The analysis is a structured methodology that identifies and compares product support alternatives by assessing mission and business impacts (both financial and nonfinancial), risks, and sensitivities. The analysis should produce clear distinctions among the alternatives to support the program's selection of one. It should give a clear comparison of each alternative in terms of cost, benefits, and risk to aid the PM in selecting the alternative that meets Warfighter requirements at an affordable O&S cost. The analysis should not be performed just to validate a predetermined solution. The PSM may determine outside assistance (either Government or commercial source) is required depending on the complexity of the weapons system or potential support arrangements.
The scope should also account for constraints under which a potential PBL arrangement must function (e.g., restrictions to technical data and Title 10, USC Section 2464 and 2466 requirements). The BCA alternatives will define the relationship(s) between Government and commercial PSPs. Thus the analysis should include consideration of partnership relationships and the type of arrangement between providers.
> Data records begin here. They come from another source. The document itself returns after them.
PR #1036, opened 2025-09-05
chore: test for new docker images

andrei-near:
Adding a CI test for resulting Docker image.
This will try to start a generic docker mpc container and report back if it fails.
Example failure run: https://github.com/near/mpc/actions/runs/17494915394/job/49693182812?pr=1036

### DIFF
--- a/.github/workflows/ci.yml
+++ b/.github/workflows/ci.yml
@@ -63,9 +63,8 @@ jobs:
           # Check if container is actually running
           sleep 60
           if [ -z "$(docker ps --filter "id=$CONTAINER_ID" --format "{{.ID}}")" ]; then
-            echo "❌ Container failed configuration validation or startup. Checking logs..."
             docker logs "$CONTAINER_ID" 2>&1 | head -50
-            echo "❌ Container cannot start properly - this indicates a real problem"
+            echo "❌ Container cannot initialize/start properly"
             exit 1
           fi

Step 6 - Product Support Value Analysis
Once alternatives are defined to sufficient detail to support analysis, the next step is to quantify the relative costs, benefits, and risks. The analysis of product support alternatives includes both financial and nonfinancial considerations, and quantifiable and non-quantifiable elements. The analysis may also include evaluation of performance, reliability, availability, maintainability, and supportability. Programs may place different levels of importance on cost, benefits, and risks in the use of these factors in their decision. Assigning numerical weights that the relative influence of cost, benefits, and risks, on the analysis is one way the program can better shape the analysis to support its decision making. In order to conduct the analysis of the alternatives, the weighting (proportional value assigned to a specific benefit), benefits, and risks need to be further defined. The PSM IPT's ability to effectively perform this analysis is greatly enhanced when a cost estimating subject matter expert is on the team.
Step 7 - Determine Support Method(s)
Once the product support alternatives have been analyzed, the PSM IPT is ready to recommend an option for PM approval. The selected product support alternative is then used to structure appropriate PBL arrangements. The team's critical thinking in its analysis of alternatives yielded information that will be used in structuring the appropriate PBL arrangements. This information includes:
- Work scope (product components and support elements) for the arrangement Performance Work Statement (PWS)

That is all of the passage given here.